> [Aim of the task]:
Please retype, unchanged, each line from the top of the material below through the line where "I have been" appears.

> [Data records]:
PR #260, opened 2025-03-03
hkdf: Replace nil salt with a slice of a preallocated all zeros buffer

### LINKED ISSUE #253: TLS 1.3 HKDF-Extract with empty salt fails when using the KeyPair FIPS Provider
As instructed by @qmuntal I am opening this issue here in golang-fips/openssl.

The issue is that TLS 1.3 does not work in binaries built with microsoft/go and `-tags goexperiment.opensslcrypto` when using the KeyPair FIPS Provider for OpenSSL 3 (https://csrc.nist.gov/projects/cryptographic-module-validation-program/certificate/4724).

I have been in contact with Keypair and the root cause is that Keypair FIPS provider enforces a minimum HMAC key length of 112 bits. However, when crypto/tls calls HKDF Extract() it sometimes does this with nil salt and consequently when that salt is used as the HMAC key, the FIPS provider's enforcement kicks in and triggers a panic.

The issue can be reproduced with this simple app:
```
package main

import (
	"crypto/tls"
	"fmt"
	"os"
)

func main() {
	if len(os.Args) <= 1 {
		panic("missing dst address")
	}

	c, err := tls.Dial("tcp", os.Args[1],
		&tls.Config{
			MinVersion: tls.VersionTLS13,
		})
	if err != nil {
		panic(err)
	}
	fmt.Printf("successfully connected to %s (%s)\n", os.Args[1], c.RemoteAddr().String())
	c.Close()
}
```

The panic looks following on microsoft/go1.23.6-20250211.6:
```
$ LD_LIBRARY_PATH=~/src/keypair/openssl-3.0.10-install/lib64 ./test www.google.com:443
panic: tls: HKDF-Extract invocation failed unexpectedly: EVP_PKEY_derive
        openssl error(s):

goroutine 1 [running]:
crypto/tls.(*cipherSuiteTLS13).extract(0x80b460?, {0x0?, 0x0?, 0x0?}, {0x0?, 0x0?, 0x0?})
        /usr/local/lib/microsoftgo/go1.23.6-20250211.6/src/crypto/tls/key_schedule.go:97 +0x193
crypto/tls.(*clientHandshakeStateTLS13).establishHandshakeKeys(0xc0001d9a08)
        /usr/local/lib/microsoftgo/go1.23.6-20250211.6/src/crypto/tls/handshake_client_tls13.go:514 +0x2ce
crypto/tls.(*clientHandshakeStateTLS13).handshake(0xc0001d9a08)
        /usr/local/lib/microsoftgo/go1.23.6-20250211.6/src/crypto/tls/handshake_client_tls13.go:132 +0x725
crypto/tls.(*Conn).clientHandshake(0xc000004708, {0x6af338, 0xc0000be140})
        /usr/local/lib/microsoftgo/go1.23.6-20250211.6/src/crypto/tls/handshake_client.go:375 +0x845
crypto/tls.(*Conn).handshakeContext(0xc000004708, {0x6af178, 0x833040})
        /usr/local/lib/microsoftgo/go1.23.6-20250211.6/src/crypto/tls/conn.go:1568 +0x3a6
crypto/tls.(*Conn).HandshakeContext(...)
        /usr/local/lib/microsoftgo/go1.23.6-20250211.6/src/crypto/tls/conn.go:1508
crypto/tls.dial({0x6af178?, 0x833040?}, 0xc000085e30, {0x645d46, 0x3}, {0x7ffc4884e085, 0x12}, 0xc00019a000)
        /usr/local/lib/microsoftgo/go1.23.6-20250211.6/src/crypto/tls/tls.go:159 +0x3a5
crypto/tls.DialWithDialer(...)
        /usr/local/lib/microsoftgo/go1.23.6-20250211.6/src/crypto/tls/tls.go:119
crypto/tls.Dial({0x645d46?, 0x100451089?}, {0x7ffc4884e085?, 0xc000085f40?}, 0x40f36b?)
        /usr/local/lib/microsoftgo/go1.23.6-20250211.6/src/crypto/tls/tls.go:173 +0x7a
main.main()
        /home/xxxxx/tls.go:14 +0x6f
```

Similar panic is triggered in microsoft/go1.24.0-20250212.5:
```
$ LD_LIBRARY_PATH=~/src/keypair/openssl-3.0.10-install/lib64 ./test www.google.com:443
panic: EVP_KDF_derive
        openssl error(s):

goroutine 1 [running]:
crypto/tls/internal/tls13.extract[...](0xc000290110?, {0x0?, 0xc00002f6b8?, 0x50d39b?}, {0x0?, 0x0?, 0x0?})
        /usr/local/lib/microsoftgo/go1.24.0-20250212.5/src/crypto/tls/internal/tls13/tls13.go:52 +0xbd
crypto/tls/internal/tls13.NewEarlySecret[...](0xc000290110, {0x0, 0x0?, 0x0?})
        /usr/local/lib/microsoftgo/go1.24.0-20250212.5/src/crypto/tls/internal/tls13/tls13.go:83 +0x35
crypto/tls.(*clientHandshakeStateTLS13).establishHandshakeKeys(0xc00002fa00)
        /usr/local/lib/microsoftgo/go1.24.0-20250212.5/src/crypto/tls/handshake_client_tls13.go:519 +0x2ac
crypto/tls.(*clientHandshakeStateTLS13).handshake(0xc00002fa00)
        /usr/local/lib/microsoftgo/go1.24.0-20250212.5/src/crypto/tls/handshake_client_tls13.go:134 +0x73e
crypto/tls.(*Conn).clientHandshake(0xc00028a008, {0x6e4b40, 0xc00028e000})
        /usr/local/lib/microsoftgo/go1.24.0-20250212.5/src/crypto/tls/handshake_client.go:379 +0x810
crypto/tls.(*Conn).handshakeContext(0xc00028a008, {0x6e4898, 0x8b2000})
        /usr/local/lib/microsoftgo/go1.24.0-20250212.5/src/crypto/tls/conn.go:1568 +0x39a
crypto/tls.(*Conn).HandshakeContext(...)
        /usr/local/lib/microsoftgo/go1.24.0-20250212.5/src/crypto/tls/conn.go:1508
crypto/tls.dial({0x6e4898?, 0x8b2000?}, 0xc00007be30, {0x686261, 0x3}, {0x7fff1e8f1085, 0x12}, 0xc000138000)
        /usr/local/lib/microsoftgo/go1.24.0-20250212.5/src/crypto/tls/tls.go:159 +0x3a5
crypto/tls.DialWithDialer(...)
        /usr/local/lib/microsoftgo/go1.24.0-20250212.5/src/crypto/tls/tls.go:119
crypto/tls.Dial({0x686261?, 0x457b49?}, {0x7fff1e8f1085?, 0xc00007bf40?}, 0x416cc8?)
        /usr/local/lib/microsoftgo/go1.24.0-20250212.5/src/crypto/tls/tls.go:173 +0x7a
main.main()
        /home/xxxxx/tls.go:14 +0x6f
```

According to RFC 5869 Section 2.2, the salt "if not provided, it is set to a string of HashLen zeros.".

Patching the OpenSSL HKDF bindings in the golang-fips/openssl/v2/hkdf.go to convert nil salt to zeroed buffer does fix the issue.

For microsoft/go1.23.6-20250211.6 the patch looks like following:
```
diff -ruN go1.23.6-20250211.6.orig/src/vendor/github.com/golang-fips/openssl/v2/hkdf.go go1.23.6-20250211.6/src/vendor/github.com/golang-fips/openssl/v2/hkdf.go
--- go1.23.6-20250211.6.orig/src/vendor/github.com/golang-fips/openssl/v2/hkdf.go       2025-02-21 11:58:44.705750417 +0200
+++ go1.23.6-20250211.6/src/vendor/github.com/golang-fips/openssl/v2/hkdf.go    2025-02-21 12:00:59.960965835 +0200
@@ -110,6 +110,11 @@
        if err != nil {
                return nil, err
        }
+
+       if salt == nil {
+               salt = make([]byte, h().Size())
+       }
+
        switch vMajor {
        case 3:
                if C.go_openssl_EVP_PKEY_CTX_set1_hkdf_key(c.ctx,
```

For microsoft/go1.24.0-20250212.5 the patch looks like following, though I have not done very extensive testing on go1.24:
```
diff -ruN go1.24.0-20250212.5.orig/src/vendor/github.com/golang-fips/openssl/v2/hkdf.go go1.24.0-20250212.5/src/vendor/github.com/golang-fips/openssl/v2/hkdf.go
--- go1.24.0-20250212.5.orig/src/vendor/github.com/golang-fips/openssl/v2/hkdf.go       2025-02-21 12:20:33.666148363 +0200
+++ go1.24.0-20250212.5/src/vendor/github.com/golang-fips/openssl/v2/hkdf.go    2025-02-21 12:22:19.831310298 +0200
@@ -119,6 +119,10 @@
                return nil, err
        }
 
+       if salt == nil {
+               salt = make([]byte, h().Size())
+       }
+
        switch vMajor {
        case 1:
                ctx, err := newHKDFCtx1(md, C.GO_EVP_KDF_HKDF_MODE_EXTRACT_ONLY, secret, salt, nil, nil)
```

samiponkanenssh:
hkdf: Replace nil salt with a slice of a preallocated all zeros buffer. This fixes HKDF when using KeyPair FIPS Provider for OpenSSL 3

Fixes golang-fips/openssl#253

### DIFF
--- a/hkdf.go
+++ b/hkdf.go
@@ -109,9 +109,14 @@ func (c *hkdf1) Read(p []byte) (int, error) {
 	return n, nil
 }
 
-// hkdfAllZerosSalt is a preallocated buffer of zeros used in ExtractHKDF()
-var hkdfAllZerosSalt [64]byte
+// hkdfAllZerosSalt is a preallocated buffer of zeros used in ExtractHKDF().
+// The size should be kept larger than the output length of any hash algorithm
+// used with HKDF.
+var hkdfAllZerosSalt [512]byte
 
+// ExtractHDKF implements the HDKF extract step.
+// If salt is nil, then this function replaces it internally with a buffer of
+// zeros whose length equals the output length of the specified hash algorithm.
 func ExtractHKDF(h func() hash.Hash, secret, salt []byte) ([]byte, error) {
 	if !SupportsHKDF() {
 		return nil, errUnsupportedVersion()
@@ -126,10 +131,10 @@ func ExtractHKDF(h func() hash.Hash, secret, salt []byte) ([]byte, error) {
 	// zeros, as specified in RFC 5896 and as OpenSSL EVP_KDF-HKDF documentation
 	// instructs. Take a slice of a preallocated buffer to avoid allocating new
 	// buffer per call.
-	if len(salt) == 0 {
+	if salt == nil {
 		hlen := h().Size()
 		if hlen > len(hkdfAllZerosSalt) {
-			return nil, errors.New("nil salt is not supported for the specified hash algorithm")
+			return nil, errors.New("nil salt is not supported: hash output length exceeds internal buffer size")
 		}
 		salt = hkdfAllZerosSalt[:hlen]
 	}
--- a/hkdf.go
+++ b/hkdf.go
@@ -110,9 +110,9 @@ func (c *hkdf1) Read(p []byte) (int, error) {
 }
 
 // hkdfAllZerosSalt is a preallocated buffer of zeros used in ExtractHKDF().
-// The size should be kept larger than the output length of any hash algorithm
+// The size should be kept as large as the output length of any hash algorithm
 // used with HKDF.
-var hkdfAllZerosSalt [512]byte
+var hkdfAllZerosSalt [64]byte
 
 // ExtractHDKF implements the HDKF extract step.
 // If salt is nil, then this function replaces it internally with a buffer of
@@ -130,13 +130,15 @@ func ExtractHKDF(h func() hash.Hash, secret, salt []byte) ([]byte, error) {
 	// If calling code specifies nil salt, replace it with a buffer of hashLen
 	// zeros, as specified in RFC 5896 and as OpenSSL EVP_KDF-HKDF documentation
 	// instructs. Take a slice of a preallocated buffer to avoid allocating new
-	// buffer per call.
+	// buffer per call, but fall back to allocating a buffer if preallocated
+	// buffer is not large enough.
 	if salt == nil {
 		hlen := h().Size()
 		if hlen > len(hkdfAllZerosSalt) {
-			return nil, errors.New("nil salt is not supported: hash output length exceeds internal buffer size")
+			salt = make([]byte, hlen)
+		} else {
+			salt = hkdfAllZerosSalt[:hlen]
 		}
-		salt = hkdfAllZerosSalt[:hlen]
 	}
 
 	switch vMajor {
--- a/hkdf.go
+++ b/hkdf.go
@@ -109,6 +109,12 @@ func (c *hkdf1) Read(p []byte) (int, error) {
 	return n, nil
 }
 
+// maxHKDFHashLength is maximum output length of any hash used with HKDF
+const maxHKDFHashLength = 64
+
+// hkdfAllZerosSalt is a preallocated buffer of zeros used in ExtractHKDF()
+var hkdfAllZerosSalt = make([]byte, maxHKDFHashLength)
+
 func ExtractHKDF(h func() hash.Hash, secret, salt []byte) ([]byte, error) {
 	if !SupportsHKDF() {
 		return nil, errUnsupportedVersion()
@@ -117,6 +123,18 @@ func ExtractHKDF(h func() hash.Hash, secret, salt []byte) ([]byte, error) {
 	md, err := hashFuncToMD(h)
 	if err != nil {
 		return nil, err
+	}
+
+	// If calling code specifies nil salt, replace it with a buffer of hashLen
+	// zeros, as specified in RFC 5896 and as OpenSSL EVP_KDF-HKDF documentation
+	// instructs. Take a slice of a preallocated buffer to avoid allocating new
+	// buffer per call.
+	if salt == nil {
+		hlen := h().Size()
+		if hlen > maxHKDFHashLength {
+			return nil, errors.New("nil salt is not supported for the specified hash algorithm")
+		}
+		salt = hkdfAllZerosSalt[:hlen]
 	}
 
 	switch vMajor {
--- a/hkdf.go
+++ b/hkdf.go
@@ -109,11 +109,8 @@ func (c *hkdf1) Read(p []byte) (int, error) {
 	return n, nil
 }
 
-// maxHKDFHashLength is maximum output length of any hash used with HKDF
-const maxHKDFHashLength = 64
-
 // hkdfAllZerosSalt is a preallocated buffer of zeros used in ExtractHKDF()
-var hkdfAllZerosSalt = make([]byte, maxHKDFHashLength)
+var hkdfAllZerosSalt [64]byte
 
 func ExtractHKDF(h func() hash.Hash, secret, salt []byte) ([]byte, error) {
 	if !SupportsHKDF() {
@@ -129,9 +126,9 @@ func ExtractHKDF(h func() hash.Hash, secret, salt []byte) ([]byte, error) {
 	// zeros, as specified in RFC 5896 and as OpenSSL EVP_KDF-HKDF documentation
 	// instructs. Take a slice of a preallocated buffer to avoid allocating new
 	// buffer per call.
-	if salt == nil {
+	if len(salt) == 0 {
 		hlen := h().Size()
-		if hlen > maxHKDFHashLength {
+		if hlen > len(hkdfAllZerosSalt) {
 			return nil, errors.New("nil salt is not supported for the specified hash algorithm")
 		}
 		salt = hkdfAllZerosSalt[:hlen]


hkdf.go
```diff
@@ -109,6 +109,12 @@ func (c *hkdf1) Read(p []byte) (int, error) {
 	return n, nil
 }
 
+// maxHKDFHashLength is maximum output length of any hash used with HKDF
+const maxHKDFHashLength = 64
+
+// hkdfAllZerosSalt is a preallocated buffer of zeros used in ExtractHKDF()
+var hkdfAllZerosSalt = make([]byte, maxHKDFHashLength)
```
qmuntal: It is simpler and more robust to use as array instead of an slice, like this `var hkdfAllZerosSalt [64]byte`. This way it can't be unintentionally shrank elsewhere, and we avoid defining two variables instead of one.

qmuntal (changes requested):

qmuntal (approved):
LGTM, thanks.

hkdf.go
```diff
@@ -119,6 +122,18 @@ func ExtractHKDF(h func() hash.Hash, secret, salt []byte) ([]byte, error) {
 		return nil, err
 	}
 
+	// If calling code specifies nil salt, replace it with a buffer of hashLen
```
dagood, line 130: Nitpicking, but does the caller really "specify nil salt" (or "specify no salt") or is it more accurate to say that the caller "doesn't specify a salt"? I'm not all that in tune with the wording around HKDF, but it seems more like "doesn't specify a salt" from what I read in https://github.com/golang-fips/openssl/issues/253.

Maybe the core of my confusion is: is a buffer of zeroes "no salt", or is it "salt of many zeroes" that we are injecting on the user's behalf when they don't have a preference? 😄

hkdf.go
```diff
@@ -119,6 +122,18 @@ func ExtractHKDF(h func() hash.Hash, secret, salt []byte) ([]byte, error) {
...
+	// zeros, as specified in RFC 5896 and as OpenSSL EVP_KDF-HKDF documentation
+	// instructs. Take a slice of a preallocated buffer to avoid allocating new
+	// buffer per call.
+	if len(salt) == 0 {
+		hlen := h().Size()
+		if hlen > len(hkdfAllZerosSalt) {
+			return nil, errors.New("nil salt is not supported for the specified hash algorithm")
```
dagood: This seems a little vague to me--the message seems to imply something is fundamentally incompatible, but "our internal buffer isn't long enough" doesn't seem fundamental. E.g. if someone wants to pass nil and use a hash function that requires a salt longer than 64 bytes, it would be ok for them to send a PR to golang-fips/openssl to increase the size of this buffer, right?

Also, "nil salt" could use an update. Here's an attempt:

```suggestion
			return nil, errors.New("caller requested a zero-filled buffer as salt by passing zero-length salt input, but the internal buffer is not large enough for the specified hash algorithm")
```

dagood: In theory, this could reduce compatibility with existing providers, right? If the provider supports empty salt, but golang-fips/openssl doesn't have enough buffer space, then returning this error means the call will fail when it could have succeeded if we were to fall back to passing an empty salt to the provider.

However, if we let the call continue rather than returning an error and the call *does* fail, then the user ends up with an unclear error message.

Alternative: we could handle this case safely by allocating memory if the buffer isn't large enough. It might be slower for a provider that could have handled an empty salt, but at least it isn't a crash. (We can then add tests that make sure that for all known hashes, it doesn't allocate, for futureproofness. (When we add a new compatible hash, it will "automatically" check that the buffer is long enough.))

I don't know if this is a practical concern in context.

hkdf.go
```diff
@@ -109,6 +109,9 @@ func (c *hkdf1) Read(p []byte) (int, error) {
 	return n, nil
 }
 
+// hkdfAllZerosSalt is a preallocated buffer of zeros used in ExtractHKDF()
+var hkdfAllZerosSalt [64]byte
+
 func ExtractHKDF(h func() hash.Hash, secret, salt []byte) ([]byte, error) {
```
dagood, line 120: Might be a good time to add a func comment, and describe the len 0 behavior in there?

hkdf.go
qmuntal: I initialli suggested to treat an empty salt as a nil salt, given that Go best practices say not to differentiate between empty and nil slices.

On the other hand, the Go crypto hkdf implementation does make this distinction:

https://github.com/golang/go/blob/0312e31ed197b3bf1434e8dbb283f0d2374d7457/src/crypto/internal/fips140/hkdf/hkdf.go#L16

Therefore we should do that to to keep compatibility.

hkdf.go
samiponkanenssh: I would just make the preallocated buffer larger, say 512 bytes.

hkdf.go
samiponkanenssh: Ok, reverting back the earlier change. Do you think the unit test should then use salt = nil instead of salt = []byte{}?

qmuntal: > Do you think the unit test should then use salt = nil instead of salt = []byte{}?

These tests come from the standard library, so I would rather keep them. If a provider doesn't support empty salts, then those tests will fail, and that's fine. It's on the provider to support an explicit empty salt.

hkdf.go
qmuntal: The largest hash size we support is 64, so I would stick to that. If `hlen` doesn't fit in the preallocated buffer, then it is fine to allocate, probably better than return an error.

hkdf.go
```diff
@@ -119,6 +127,18 @@ func ExtractHKDF(h func() hash.Hash, secret, salt []byte) ([]byte, error) {
...
+	// If calling code specifies nil salt, replace it with a buffer of hashLen
+	// zeros, as specified in RFC 5896 and as OpenSSL EVP_KDF-HKDF documentation
+	// instructs. Take a slice of a preallocated buffer to avoid allocating new
+	// buffer per call.
+	if salt == nil {
+		hlen := h().Size()
+		if hlen > len(hkdfAllZerosSalt) {
+			return nil, errors.New("nil salt is not supported: hash output length exceeds internal buffer size")
+		}
+		salt = hkdfAllZerosSalt[:hlen]
```
dagood: What I had in mind was keeping `hkdfAllZerosSalt` at 64 bytes (to fit the longest that we know can happen, for now) but handle this case gracefully:

```suggestion
		if hlen > len(hkdfAllZerosSalt) {
			salt = make([]byte, hlen)
		} else {
			salt = hkdfAllZerosSalt[:hlen]
		}
```

With that fallback in place, then at worst, if someone adds a new big hash to this repo later and doesn't update the size of `hkdfAllZerosSalt`, performance might be lower for that new hash. If the caller cares, they can even fix it themselves by passing in their own preallocated salt.

(A test that checks `h().Size() <= len(hkdfAllZerosSalt)` for all supported hashes would be nice, but IMO it's not critical for this PR to add it.)

qmuntal (approved):

dagood (approved):
Thanks!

> [Completed exercise]:
PR #260, opened 2025-03-03
hkdf: Replace nil salt with a slice of a preallocated all zeros buffer

### LINKED ISSUE #253: TLS 1.3 HKDF-Extract with empty salt fails when using the KeyPair FIPS Provider
As instructed by @qmuntal I am opening this issue here in golang-fips/openssl.

The issue is that TLS 1.3 does not work in binaries built with microsoft/go and `-tags goexperiment.opensslcrypto` when using the KeyPair FIPS Provider for OpenSSL 3 (https://csrc.nist.gov/projects/cryptographic-module-validation-program/certificate/4724).

I have been in contact with Keypair and the root cause is that Keypair FIPS provider enforces a minimum HMAC key length of 112 bits. However, when crypto/tls calls HKDF Extract() it sometimes does this with nil salt and consequently when that salt is used as the HMAC key, the FIPS provider's enforcement kicks in and triggers a panic.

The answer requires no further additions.